WORK REQUEST
Would you output the entries below only from the line containing "-234,8 +234,10 @@" through the line containing "(diff shortened: 1 of 4 files shown)", exactly as they stand and with both ends included?

RECORDS FOR THIS TASK
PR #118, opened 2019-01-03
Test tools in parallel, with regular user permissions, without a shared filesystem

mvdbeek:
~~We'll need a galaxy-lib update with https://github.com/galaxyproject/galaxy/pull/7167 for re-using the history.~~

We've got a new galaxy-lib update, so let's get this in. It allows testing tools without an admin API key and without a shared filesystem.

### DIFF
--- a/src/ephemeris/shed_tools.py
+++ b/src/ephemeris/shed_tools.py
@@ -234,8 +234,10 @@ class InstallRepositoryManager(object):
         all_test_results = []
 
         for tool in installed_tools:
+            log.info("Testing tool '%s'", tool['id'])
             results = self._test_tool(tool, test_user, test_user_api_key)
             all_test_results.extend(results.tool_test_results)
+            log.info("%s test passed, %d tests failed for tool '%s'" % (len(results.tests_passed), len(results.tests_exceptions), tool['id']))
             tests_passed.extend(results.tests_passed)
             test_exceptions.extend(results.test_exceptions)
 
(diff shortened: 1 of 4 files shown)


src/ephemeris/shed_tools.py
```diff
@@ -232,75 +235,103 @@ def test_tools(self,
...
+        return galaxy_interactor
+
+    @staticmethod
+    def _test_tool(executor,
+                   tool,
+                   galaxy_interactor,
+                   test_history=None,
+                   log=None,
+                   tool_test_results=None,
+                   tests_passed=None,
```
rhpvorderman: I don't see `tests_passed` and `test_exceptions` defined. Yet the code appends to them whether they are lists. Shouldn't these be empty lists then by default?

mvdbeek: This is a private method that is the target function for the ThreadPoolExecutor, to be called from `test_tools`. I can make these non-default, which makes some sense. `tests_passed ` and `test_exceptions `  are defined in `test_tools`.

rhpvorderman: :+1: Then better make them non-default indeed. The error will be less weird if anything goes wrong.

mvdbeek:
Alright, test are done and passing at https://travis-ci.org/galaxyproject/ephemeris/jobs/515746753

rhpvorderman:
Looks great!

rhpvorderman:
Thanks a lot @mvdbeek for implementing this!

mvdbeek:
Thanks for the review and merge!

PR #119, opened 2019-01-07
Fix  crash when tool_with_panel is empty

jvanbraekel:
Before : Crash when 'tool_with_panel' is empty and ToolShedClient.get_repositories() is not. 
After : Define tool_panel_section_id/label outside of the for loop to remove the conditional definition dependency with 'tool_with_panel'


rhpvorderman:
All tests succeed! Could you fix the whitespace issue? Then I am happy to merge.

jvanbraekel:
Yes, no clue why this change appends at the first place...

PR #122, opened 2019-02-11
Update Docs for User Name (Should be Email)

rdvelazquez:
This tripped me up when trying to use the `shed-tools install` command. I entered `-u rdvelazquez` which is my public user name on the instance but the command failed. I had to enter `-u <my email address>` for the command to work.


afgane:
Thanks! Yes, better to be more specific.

ANSWER TO THIS TASK
@@ -234,8 +234,10 @@ class InstallRepositoryManager(object):
         all_test_results = []
 
         for tool in installed_tools:
+            log.info("Testing tool '%s'", tool['id'])
             results = self._test_tool(tool, test_user, test_user_api_key)
             all_test_results.extend(results.tool_test_results)
+            log.info("%s test passed, %d tests failed for tool '%s'" % (len(results.tests_passed), len(results.tests_exceptions), tool['id']))
             tests_passed.extend(results.tests_passed)
             test_exceptions.extend(results.test_exceptions)
 
(diff shortened: 1 of 4 files shown)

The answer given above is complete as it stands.